Appeal from an order of the United States District Court for the Southern District of New York, Charles L. Brieant, Jr., Judge, denying enforcement to portions of civil investigative demands issued by the Justice Department pursuant to the Antitrust Civil Process Act, 15 U.S.C. §§ 1311-1314.
Kaufman and Kearse, Circuit Judges, and MacMahon, District Judge.*fn*
This appeal from a district court order setting aside certain portions of Civil Investigative Demands ("CID's") issued by the Justice Department pursuant to the Antitrust Civil Process Act, 15 U.S.C. §§ 1311-1314, presents difficult issues of first impression.
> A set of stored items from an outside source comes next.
PR #228, opened 2023-11-13
Gas Efficient Claim Functions

waynehoover:
- Removes legacy `claim` functions, and deprecates `claim` function
- Adds new `claimOptimized` function.

Deploy this after BE goes out, and make sure to set `OPTIMIZED_CLAIM_FUNCTION_CUTOFF_TIMESTAMP` env there.


contracts/Quest1155.sol
```diff
@@ -121,6 +126,50 @@ contract Quest1155 is ERC1155Holder, ReentrancyGuardUpgradeable, PausableUpgrade
...
+    function recoverSigner(bytes32 hash_, bytes memory signature_) public view returns (address) {
+        return ECDSA.recover(ECDSA.toEthSignedMessageHash(hash_), signature_);
+    }
+
+    /// @dev universal dynamic claim function
+    /// @param signature_ The signature of the data
+    /// @param data_ The data to decode for the claim
+    function claim(bytes calldata signature_, bytes calldata data_) external payable
+        // nonReentrant need to be sure we don't need this
+        whenNotEnded
```
Quazia, line 141: Is there a way to setup the quest creators withdraw function to remove the need for the whenNotEnded for the claim?

contracts/Quest1155.sol
```diff
@@ -121,6 +126,50 @@ contract Quest1155 is ERC1155Holder, ReentrancyGuardUpgradeable, PausableUpgrade
...
+        onlyStarted
```
Quazia, line 142: Same here - theoretically if we only sign for quests that have started can we remove this check too?

contracts/Quest1155.sol
Quazia: I'm aligned with your thinking - not worth it.

contracts/Quest.sol
```diff
@@ -254,7 +245,11 @@ contract Quest is ReentrancyGuardUpgradeable, PausableUpgradeable, Ownable, IQue
     /*//////////////////////////////////////////////////////////////
                              INTERNAL VIEW
     //////////////////////////////////////////////////////////////*/
-    function _receiptRedeemers() internal view returns (uint256) {
+    function _redeemedTokens() internal view returns (uint256) {
         return questFactoryContract.getNumberMinted(questId);
     }
+
+    function _claimFee() internal view returns (uint256) {
+        return questFactoryContract.mintFee();
```
Quazia, line 253: We could potentially cache this value or pass it through in the `claimFromFactory` call to prevent the callback. Obviously caching it is functionally different.

contracts/QuestFactory.sol
```diff
@@ -328,33 +317,41 @@ contract QuestFactory is Initializable, LegacyStorage, OwnableRoles, IQuestFacto
...
+
+        emit QuestClaimedData(claimer_, msg.sender, jsonData_);
+        if (quest.questType.eq("erc1155")) {
+            emit Quest1155Claimed(claimer_, msg.sender, questId_, rewardToken_, tokenId_);
+        } else {
+            emit QuestClaimed(claimer_, msg.sender, questId_, rewardToken_, tokenId_);
+        }
+        if(ref_ != address(0)){
+            emit QuestClaimedReferred(claimer_, msg.sender, questId_, rewardToken_, tokenId_, ref_, 3333, mintFee);
+            emit MintFeePaid(questId_, address(0), 0, address(0), 0, ref_, mintFee / 3); // check to be sure needed
```
Quazia, line 353: What's this comment here?

test/Quest.t.sol
```diff
@@ -254,95 +256,42 @@ contract TestQuest is Test, TestUtils, Errors, Events {
...
-            SampleERC20(rewardTokenAddress).balanceOf(address(questFactoryMock)),
-            questBalanceMinusFees,
-            "quest should have 0 tokens"
+            protocolFeeRecipient.balance,
+            CLAIM_FEE * TOTAL_PARTICIPANTS * 1 / 3,
+            "owner should have received remaining ETH"
         );
-    }
 
-    function test_fuzz_withdrawRemainingTokens(
```
Quazia, line 277: Is there a reason we're getting rid of the fuzz testing?

Quazia (approved):
LGTM - iit'd be good to have some understanding around the fuzz tests that are removed. Is that related to the changes to the math where the protocol basically gets whatever is remaining? Small potential optimization around the `mintFee` but we can look into that in a follow on when more of the event flow gets simplified.

PR #229, opened 2023-11-15
Various gas saving measures for the claim function

waynehoover:
Some small refactoring that save about 3k gas.

- reduce gas by 
  - not doing the same checks in the factory as in the singleClaim function on each quest contract
  - removing the NFT fee from NFT quests as this is not used 
- [ ] remove `numberMinted` from questFactory and use `redeemedTokens` on quest instead.

- renames some errors to be consistent on each quest contract


contracts/QuestFactory.sol
```diff
@@ -605,12 +602,9 @@ contract QuestFactory is Initializable, LegacyStorage, OwnableRoles, IQuestFacto
     {
         Quest storage currentQuest = quests[claimData_.questId];
         IQuestOwnable questContract_ = IQuestOwnable(currentQuest.questAddress);
-        if (!questContract_.queued()) revert QuestNotQueued();
-        if (block.timestamp < questContract_.startTime()) revert QuestNotStarted();
-        if (block.timestamp > questContract_.endTime()) revert QuestEnded();
```
jonathandiep, line 610: I think removing this line will allow people to be able to claim past the quest end time

PR #244, opened 2023-12-25
Add compressed claim function to Quest contracts

waynehoover:
This will bring our calldata down from 212 bytes to 116 (with a referrer) a saving of 45.28%.

- Adds a highly calldata optimized `claim` function to the Quest and Quest1155 contracts via the abstract contract `QuestClaimable`.
- Overloads the create functions to include the `txHashChainId` in quest creation.
- Includes some small refactors
- As usual, this is backwards compatible.


contracts/libraries/QuestClaimable.sol
```diff
@@ -0,0 +1,32 @@
...
+pragma solidity ^0.8.19;
+
+import { IQuestFactory } from "../interfaces/IQuestFactory.sol";
+
+abstract contract QuestClaimable {
+    function getQuestFactoryContract() public view virtual returns (IQuestFactory);
+
+    function getQuestId() public view virtual returns (string memory);
+
+    function claim() external payable {
```
Quazia, line 11: How does this get handled when settled to L1 and how does the gas used work in this call?

Quazia (approved):
LGTM - that new `claim` without any calldata is crazy can you comment that some more? I don't fully understand how the L1 will account for that/how the gas used will be calculated.
Small nit `Depricated` is spelled wrong a few places.

PR #246, opened 2023-12-27
Add Soulbound20 Contract

waynehoover:
This adds a soulbound ERC20 contract to be used as points. 

Assumptions:
- Many addresses should be able to mint at a time.
- Only the owner can change who these address are that can mint
- Only the owner can enable transfers
- The owner is the QuestFactory (can be transferred)


Quazia (approved):
LGTM - we can remove the basic Ownable import. Don't need the minter event now. Also some comments only relevant to upgradable contracts. Should we target a feature branch for all the points work or just target main and wait to deploy?

PR #250, opened 2023-12-30
Add tx orgin check to all external claim functions

waynehoover:
This adds a tx.origin check to all external claim functions, with exceptions for being called from the quest factory or being called from a quest contract.

### DIFF
--- a/contracts/QuestFactory.sol
+++ b/contracts/QuestFactory.sol
@@ -358,8 +358,6 @@ contract QuestFactory is Initializable, LegacyStorage, OwnableRoles, IQuestFacto
     /// @param data_ The claim data in abi encoded bytes
     /// @param signature_ The signature of the claim data
     function claimOptimized(bytes calldata signature_, bytes calldata data_) external payable {
-        if(tx.origin != msg.sender) revert txOriginMismatch();
-
         (
             address claimer_,
             address ref_,


contracts/QuestFactory.sol
```diff
@@ -346,6 +344,9 @@ contract QuestFactory is Initializable, LegacyStorage, OwnableRoles, IQuestFacto
 
         string memory questIdString_ = bytes16ToUUID(questid_);
         Quest storage quest_ = quests[questIdString_];
+
+        if(tx.origin != msg.sender && tx.origin != quest_.questAddress) revert txOriginMismatch();
```
Quazia, line 348: What's the case where the origin is actually the quest?

contracts/QuestFactory.sol
```diff
@@ -369,6 +368,9 @@ contract QuestFactory is Initializable, LegacyStorage, OwnableRoles, IQuestFacto
             (address, address, string, string)
         );
         Quest storage quest = quests[questId_];
+
+        if(tx.origin != msg.sender && tx.origin != address(this) && tx.origin != quest.questAddress) revert txOriginMismatch();
```
Quazia, line 372: For the `address(this)` case, we should be able to split this into an internal helper `_claimOptimized` and an external to get around needing to do this extra check. Also same question for what case is the `tx.origin` actually the `questAddress`.

Quazia (approved):
This LGTM - I'm seeing now that it's the `QuestClaimable` with that super tightened up `claim` with no params that's requiring the `tx.origin` I think we could potentially drop some of the extra guards by having internal functions that are called through different external functions that have different/more lax checks (require `tx.origin == quest.questAddress`) But I'm not sure that's an improvement. Also I think some of the `tx.origin != address(this)` statements might not be needed, I think we really only need that statement in the `QuestClaimable` `claim()` function as it stands right now assuming we don't use the split internal helpers.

With due regard to the manifest authority of the executive branch to conduct antitrust investigations, we are called upon to weigh the Government's legitimate need for requested information against appellees' claim that disclosure will interfere with both their unquestioned right to petition government agencies and the smooth functioning of foreign relations. More specifically, we are required to determine whether appellees' communications with the U.S. Federal Maritime Commission are shielded from Justice Department inquiry by the Noerr-Pennington doctrine, and whether the so-called "act of state" doctrine prohibits this Court from enforcing the Government's request for communications between the appellees and governmental bodies in Australia and New Zealand. Because we believe that under the circumstances of this case, neither the Noerr-Pennington doctrine nor the act of state doctrine should be applied to bar enforcement of the challenged CID's, we reverse the order of the district court.
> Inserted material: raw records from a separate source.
PR #254, opened 2024-01-05
msg.sender changes, not tx.origin

waynehoover:


Quazia (approved):
LGTM only concern is with the unit testing. Are we testing that it does throw `txOriginMismatch` when it's not the same origin/sender?

PR #256, opened 2024-01-16
using env file test_signer for all tests

gnomadic:


README.md
```diff
@@ -122,6 +122,14 @@ forge install
 forge build
 ```
 
+### Create .env file
+
+>  this uses a compromised private key from hardhat's test node, do not use this key for anything other than automated testing!
+
+```bash
+cp .env.example .env
+sed -i '' "s/TEST_CLAIM_SIGNER_PRIVATE_KEY=/TEST_CLAIM_SIGNER_PRIVATE_KEY=0xac0974bec39a17e36ba4a6b4d238ff944bacb478cbed5efcae784d7bf4f2ff80/" .env
```
gnomadic, line 131: holler if we should remove this line and let people figure it out on their own!

test/QuestFactory.t.sol
```diff
@@ -247,18 +247,20 @@ contract TestQuestFactory is Test, Errors, Events, TestUtils {
...
-        bytes32 txHash = 0x57498a77018f78c02a0e2f0d0e4a8aab048b6e249ff936d230b7db7ca48782e1;
         uint32 txHashChainId = 1;
-        bytes16 questId = 0x88e08cb195e64832845fa92ec8f2034a;
-        string memory questIdString = "88e08cb1-95e6-4832-845f-a92ec8f2034a";
-        string memory actionType = "other";
-        string memory questName = "Advanced Trading with dYdX";
-        bytes32 r = 0x12a1078fd9cf9bbed1fa8f00b9abd75baa6c07073706479ca25ec34f4043b327;
-        bytes32 vs = 0x5aca8bfe397d45aa673c07d2ce845cb4419eadc0cbe8977de337799a37b2e1a3;
+        bytes32 txHash = hex'57498a77018f78c02a0e2f0d0e4a8aab048b6e249ff936d230b7db7ca48782e1';
+        bytes16 questId = hex'88e08cb195e64832845fa92ec8f2034a';
```
jonathandiep, line 252: Is there any benefit for using `hex'...'`? Or is it just preference?

Quazia (approved):
LGTM - I'm assuming doing the hard coded in-line was an effort to get around the stack-too-deep issue. I'd prefer using variables and either relying on a new context or internal functions to get around the stack depth issues. You should be able to just add `{}` to give yourself a new stack context, or as a last resort a testing struct would reduce the number of variables needed. Or at the least I would try and have the `questIdString` be a variable since that is used in multiple places. Another option would be global constants or setup block variables.

test/QuestFactory.t.sol
gnomadic: I'm under the impression just preference for readability and a compilation error if we copy/paste incorrectly.

I was trying to be consistent with the existing code and saw the hex literal used pretty commonly

gnomadic:
Is there a reason to use different chain IDs, quest IDs, quest names, and action types across different individual tests?

If they're just used for the signature verification on chain, then we're probably good to have one small test to validate our signature validation with different permutations and then every other test can use common globals for those values...?

If that sounds right to you I can get that in this PR and clean this up more

Quazia:
@gnomadic That sounds like a great pattern. I think a base-case `struct` with the repeated params would be the most readable but however you want to do it sounds like an improvement.

gnomadic:
@Quazia I ended up adding a struct definition to the utils, and creating an instance globally - then every test can use it easily without worrying about breaking stuff.  I also wanna refactor out [these events](https://github.com/rabbitholegg/quest-protocol/blob/main/test/helpers/Events.sol) and instead use the productions ones so that we don't miss any event changes in our tests.... but that's for another day

I ended up not writing a test for the signing code, as I dug a bit deeper and it looks like it's just solidity and LibZip.. so I think we have to assume those two functions are well tested already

Since this case reaches us well before any determination has been made to charge an antitrust violation, there are no pleadings to which we can refer and the facts relevant to this controversy over the production of documents must of necessity be stated briefly.
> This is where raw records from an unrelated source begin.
PR #264, opened 2024-02-09
BoostPassVotes

jonathandiep:


.env.example
```diff
@@ -3,6 +3,9 @@ MAINNET_PRIVATE_KEY=
 TEST_CLAIM_SIGNER_PRIVATE_KEY=
 MAINNET_CLAIM_SIGNER_PRIVATE_KEY=
 
+ALCHEMY_ARBITRUM_RPC=
+ALCHEMY_SEPOLIA_RPC=
```
Quazia, line 7: Gotta add these to the github settings so the test pass - I can do this if needed just lmk

contracts/BoostPass.sol
```diff
@@ -19,6 +20,7 @@ contract BoostPass is Initializable, Ownable, ERC721 {
     uint256 public mintFee;
     address public treasuryAddress;
     string private baseURI;
+    address private boostPassVotesAddress;
```
Quazia, line 23: Looks good should preserve storage order

contracts/BoostPassVotes.sol
```diff
@@ -0,0 +1,209 @@
...
+    }
+
+    function _transferVotingUnits(address from, address to, uint256 amount) internal virtual {
+        if (from == address(0)) {
+            _push(_totalCheckpoints, _add, SafeCastLib.toUint224(amount));
+        }
+        if (to == address(0)) {
+            _push(_totalCheckpoints, _subtract, SafeCastLib.toUint224(amount));
+        }
+        // we don't need to move delegate votes upon mint
```
Quazia, line 144: I'd remove this

contracts/BoostPassVotes.sol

Spurred by complaints from independent ocean carriers concerning their alleged illegal exclusion from certain international shipping, the Department of Justice began an investigation into possible antitrust violations committed by the principal carriers of meat, livestock and wool to the United States from Australia and New Zealand. The appellees, Associated Container Transportation (Australia) Ltd. ("Associated Container"), Hamburg-Sudamerikanische Dampfschiffahrts-Gesellschaft, Eggert & Amsinck ("Columbus Line") and Farrell Lines, Inc. ("Farrell Lines") were among the targets of this investigation.*fn1
As substantial participants in the Australia/New Zealand-United States shipping market, appellees are members of various shipping conferences and agreements including the U.S. Atlantic & Gulf/Australia-New Zealand Conference, the Australia/Eastern U.S.A. Shipping Conference and the New Zealand/U.S. Atlantic & Gulf Shipping Lines Rate Agreement. These conferences hold regular meetings to discuss trade matters, non-conference competition and rate levels, and to decide upon rate increases or reductions. Conference members also enter written agreements establishing rates and regulations governing international shipping which are subject to approval by the Federal Maritime Commission ("FMC") pursuant to the Shipping Act, 46 U.S.C. § 814. The FMC will not approve agreements it finds to be "discriminatory or unfair [as between competing shippers],. . . or [which otherwise] operate to the detriment of the commerce of the United States. . . ." Id. It must also disapprove any agreements between carriers of different conferences which would otherwise be naturally competitive unless the arrangements provide that each carrier retain the right of independent action. Id. Only those agreements made lawful by the Shipping Act are immune from the antitrust laws. Id.*fn2 The activities of conference members allegedly outside this antitrust exemption were the primary focus of the Justice Department's inquiry.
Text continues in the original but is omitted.